=== DATA RECORDS ===

PR #968, opened 2018-06-08
BUG: Load python dependent widget during module instantiation

vovythevov:
This let python module access widget/logic or any C++ classes they may
have as soon as they are instantiated. This let users do the following:
"var = slicer.qMyClassWidget.MyEnumValue" for example.

### DIFF
--- a/Base/QTGUI/qSlicerScriptedLoadableModule.cxx
+++ b/Base/QTGUI/qSlicerScriptedLoadableModule.cxx
@@ -192,28 +192,6 @@ bool qSlicerScriptedLoadableModule::setPythonSource(const QString& newPythonSour
 void qSlicerScriptedLoadableModule::setup()
 {
   Q_D(qSlicerScriptedLoadableModule);
-
-  qSlicerCoreApplication * app = qSlicerCoreApplication::application();
-  if (app)
-    {
-    // Set to /path/to/lib/Slicer-X.Y/qt-scripted-modules
-    QString modulePath = QFileInfo(this->path()).absolutePath();
-    // Set to /path/to/lib/Slicer-X.Y
-    modulePath = QFileInfo(modulePath).absolutePath();
-    // Set to /path/to/lib/Slicer-X.Y/qt-loadable-modules
-    modulePath = modulePath + "/" Slicer_QTLOADABLEMODULES_SUBDIR;
-
-    bool isEmbedded = app->isEmbeddedModule(this->path());
-    if (!isEmbedded)
-      {
-      if (!qSlicerLoadableModule::importModulePythonExtensions(
-            app->corePythonManager(), app->intDir(), modulePath, isEmbedded))
-        {
-        qWarning() << "qSlicerLoadableModule::setup - Failed to import module" << this->name() << "python extensions";
-        }
-      }
-    }
-
   this->registerFileDialog();
   this->registerIO();
   d->PythonCppAPI.callMethod(Pimpl::SetupMethod);
--- a/Base/QTGUI/qSlicerScriptedLoadableModuleFactory.cxx
+++ b/Base/QTGUI/qSlicerScriptedLoadableModuleFactory.cxx
@@ -77,6 +77,18 @@ qSlicerAbstractCoreModule* ctkFactoryScriptedItem::instanciator()
   module->setInstalled(qSlicerUtils::isPluginInstalled(this->path(), app->slicerHome()));
   module->setBuiltIn(qSlicerUtils::isPluginBuiltIn(this->path(), app->slicerHome()));
 
+  // Set to /path/to/lib/Slicer-X.Y/qt-scripted-modules
+  QString modulePath = QFileInfo(this->path()).absolutePath();
+  // Set to /path/to/lib/Slicer-X.Y
+  modulePath = QFileInfo(modulePath).absolutePath();
+  // Set to /path/to/lib/Slicer-X.Y/qt-loadable-modules/Release|(...)|Debug
+  modulePath = modulePath + "/" Slicer_QTLOADABLEMODULES_SUBDIR + "/" + app->intDir();
+  if (!qSlicerLoadableModule::importModulePythonExtensions(
+        app->corePythonManager(), app->intDir(), modulePath, app->isEmbeddedModule(this->path())))
+    {
+    return 0;
+    }
+
   bool ret = module->setPythonSource(this->path());
   if (!ret)
     {


lassoan:
We have been accessing constants and methods in scripted module by simply importing them. For example:

    import SampleData
    sampleDataLogic = SampleData.SampleDataLogic()
    print("Getting MR Head Volume")
    mrHeadVolume = sampleDataLogic.downloadMRHead()

I'm afraid this change may break many things, because during module instantiation, other modules that our module depends on are not guaranteed to be instantiated yet. By the time setup() is called, it is guaranteed that all required modules are already set up (because in setup() we may need to use those other modules).

lassoan:
I don't fully understand the use case (what classes you need to use, from where, and when), so maybe I misunderstood what your did. Some more information on this would be useful.

vovythevov:
@lassoan:

In my case, I am accessing a C++ widget that I have compiled for my scripted module. I am accessing this widget from outside of the python class, like so:

```c++
class qMyItemDelegate: public QStyledItemDelegate
{
  Q_OBJECT
public:
  qMyItemDelegate(QObject *parent = 0);
  virtual ~qMyItemDelegate();
  enum ItemDataRole
    {
    /// List of strings.
    StringListRole = Qt::UserRole + 1,
    DecimalValueRole,
    IntegerValueRole,
    LastItemDataRole
    };
  Q_ENUMS(ItemDataRole)
(...)
```

```python
import slicer

MyItemDataRole = slicer.qMyItemDelegate.LastItemDataRole + 1

class MyModule():
  (...)
```

For most cases, you access the method/widget from within your python class, once everything has been setup.
During the module instantiation, it's ignored as python doesn't run that code.
However, with my above test case, the widget is *not* available during the instantiation which causes the module to not be instantiated (and not loaded). 
Note that after the modules have been loaded however, the *setup()* method of is run and then you can access your widget.

Does that make sense ?

jcfr:
Thanks @vovythevov :+1: 

And thanks for the review. @lassoan @ihnorton 

This change is the same as [r26315](http://viewvc.slicer.org/viewvc.cgi/Slicer4?view=revision&revision=26315), the module are only imported earlier in the process.

I anticipate it will  not have any impact on startup.

To measure the impact, the following can be done before and after the change:

```
python /path/toApplications/SlicerApp/Testing/Python/MeasureStartupTimes.py --normal -n 5  /path/to/Slicer-build/Slicer
```

lassoan:
Thanks for the additional information. Unfortunately, I still don't understand why would you want to instantiate a class in the global scope in a scripted module file. So far the rule has been to never do any operations in the global scope (outside the module, widget, or logic classes), because that would happen before all the required modules for your module are loaded. That's why currently all initializations that must be done at application startup, are performed in a callback triggered by startupCompleted signal.

The only limitation of this solution is that startupCompleted signal is sent to modules in random order. Therefore, if Python modules depend on each other then it is possible that a Python module will get startupCompleted signal before all its required prerequisite modules get startupCompleted.

Ideally, scripted module logic objects would be instantiated by Slicer (the same way as Slicer instantiates module logic classes for C++ loadable modules) - respecting module dependencies. However, as I understand, this would make module reloading more complicated.

I think the correct solution for allowing scripted modules to perform initialization steps during application startup would be to let Slicer core to create the scripted module's logic class. You could perform all initializations in that logic class' constructor.

jcfr:
> I still don't understand why would you want to instantiate a class in the global scope

To clarify, no class is being instantiated in the global scope.

We are only talking about a reference to static member living within a C++ wrapped class.

See example below where the reference `slicer.qFooItemDelegate.LastRole` is expected to be valid at the time the source interpretation.

And since in that case `qFooItemDelegate` is provided by a C++ wrapped class, we just need to make sure the logic/mrml/pythonqt c++ wrapped class are loaded.

```python
import qt
import slicer
import vtk
from slicer.util import NodeModify
from slicer.util import VTKObservationMixin

[...]

BarIDRole = slicer.qFooItemDelegate.LastRole + 1

class BarTableWidget(qt.QTableWidget, VTKObservationMixin):
    # ---------------------------------------------------------------------------
    def __init__(self, *args, **kwargs):
        """
        Specialized QTableWidget displaying ... 
        [...]
        """
[...]
```

Agreed, the entire module (or widget) could be ported to C++ .. but this is a priority currently.


> Ideally, scripted module logic objects would be instantiated by Slicer

Definitively agree, but in that particular case some helper widgets are built within the scripted module using `SlicerMacroBuildModuleWidgets`.

An other approach would be to create a loadable module with a hidden UI that would take care of loading these.

lassoan:
> To clarify, no class is being instantiated in the global scope.

Sorry, I was not accurate. I meant that we've been always telling people not to do any real work in the file scope, because at that point Slicer startup has not been completed yet and none of the modules are guaranteed to be available.

As I see, the change would not cause any issue directly, but it would allow/encourage people to do some "work" in the file scope when the file is loaded. If modules started to do this, it would make Slicer core development really difficult, because any change that we make in how Slicer starts up could break some modules. Even seemingly simple things, such as instantiating a GUI widget may not work fully correctly before application startup has been completed.

vovythevov:
@lassoan:
Thanks for your input ! I see your point and it makes sense to me. I will close this PR and I will only access my custom Qt widget from within the class itself.
I updated the Python FAQ to document the behavior here: https://www.slicer.org/wiki/Documentation/Nightly/Developers/FAQ/Python_Scripting#Why_can.27t_I_access_my_C.2B.2B_Qt_class_from_python.
Feel free to edit if you want !

Thanks everyone for their feedback, that was really helpful !

jcfr:
Out of curiosity, does the following work ?

```python
import qt
import slicer
from slicer.util import VTKObservationMixin

[...]

class BarTableWidget(qt.QTableWidget, VTKObservationMixin):

    BarIDRole = slicer.qFooItemDelegate.LastRole + 1

    def __init__(self, *args, **kwargs):
        """
        Specialized QTableWidget displaying ... 
        [...]
        """
[...]
```

vovythevov:
@jcfr: No that doesn't work.
Only
```python
import qt
import slicer
from slicer.util import VTKObservationMixin

[...]

class BarTableWidget(qt.QTableWidget, VTKObservationMixin):
    # ---------------------------------------------------------------------------
    def __init__(self, *args, **kwargs):
        """
        Specialized QTableWidget displaying ... 
        [...]
        """
        self.BarIDRole = slicer.qFooItemDelegate.LastRole + 1
[...]
```

jcfr:
Thanks for clarifying.

I tweaked the wiki further mentioning `scope of instantiated python class` instead of `scope of python class`.

See https://www.slicer.org/w/index.php?title=Documentation%2FNightly%2FDevelopers%2FFAQ%2FPython_Scripting&type=revision&diff=59103&oldid=59101

lassoan:
Thanks to you both, we've learned things and updated docs, so the discussion was useful.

===

### INSTRUCTIONS TO FOLLOW
Scan the records above for the string "https", and copy every line where it turns up.

### RESULT
I updated the Python FAQ to document the behavior here: https://www.slicer.org/wiki/Documentation/Nightly/Developers/FAQ/Python_Scripting#Why_can.27t_I_access_my_C.2B.2B_Qt_class_from_python.
See https://www.slicer.org/w/index.php?title=Documentation%2FNightly%2FDevelopers%2FFAQ%2FPython_Scripting&type=revision&diff=59103&oldid=59101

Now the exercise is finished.